» TASK BRIEF
Your answer should be the full listing, copied word for word.

» PROVIDED ENTRIES
PR #149, opened 2023-05-31
add naive approach to token refresh

### LINKED ISSUE #78: Make ML Flow connection attempts trigger token refreshes
Requests to Globus backend services made via the Globus SDK (like through the SearchClient) can detect when a user's credentials have expired and fetch an access token. But we don't go through Globus SDK calls when making proxied requests for MLFlow. We just put the garden access token into the MLFlow authorization header, and calls to MLFlow don't trigger a refresh. So it's possible for a user to make calls to MLFlow with an expired token that won't trigger a refresh.

# Assumptions:
1. 
2.

# Acceptance Criteria
Given I am a garden user who last went through the login flow three days ago, when I try to access MLFlow via the Garden client, then the client automatically refreshes my access token on my behalf and I can use MLFlow without getting a 403.

isaac-darling:
Fixes #78 

## Overview

Prevents users from needing to manually re-authorize by refreshing tokens as necessary before they are used. This is accomplished by ensuring they are valid before returning them in the new get method.

## Discussion

A quick run-through of the codebase revealed no further usages of the `client.garden_authorizer.access_token`, but any current and future uses of this property should instead be replaced with the new get method `_get_garden_access_token()`.

## Testing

» ANSWER SECTION
PR #149, opened 2023-05-31
add naive approach to token refresh

### LINKED ISSUE #78: Make ML Flow connection attempts trigger token refreshes
Requests to Globus backend services made via the Globus SDK (like through the SearchClient) can detect when a user's credentials have expired and fetch an access token. But we don't go through Globus SDK calls when making proxied requests for MLFlow. We just put the garden access token into the MLFlow authorization header, and calls to MLFlow don't trigger a refresh. So it's possible for a user to make calls to MLFlow with an expired token that won't trigger a refresh.

# Assumptions:
1. 
2.

# Acceptance Criteria
Given I am a garden user who last went through the login flow three days ago, when I try to access MLFlow via the Garden client, then the client automatically refreshes my access token on my behalf and I can use MLFlow without getting a 403.

isaac-darling:
Fixes #78 

## Overview

Prevents users from needing to manually re-authorize by refreshing tokens as necessary before they are used. This is accomplished by ensuring they are valid before returning them in the new get method.

## Discussion

A quick run-through of the codebase revealed no further usages of the `client.garden_authorizer.access_token`, but any current and future uses of this property should instead be replaced with the new get method `_get_garden_access_token()`.

## Testing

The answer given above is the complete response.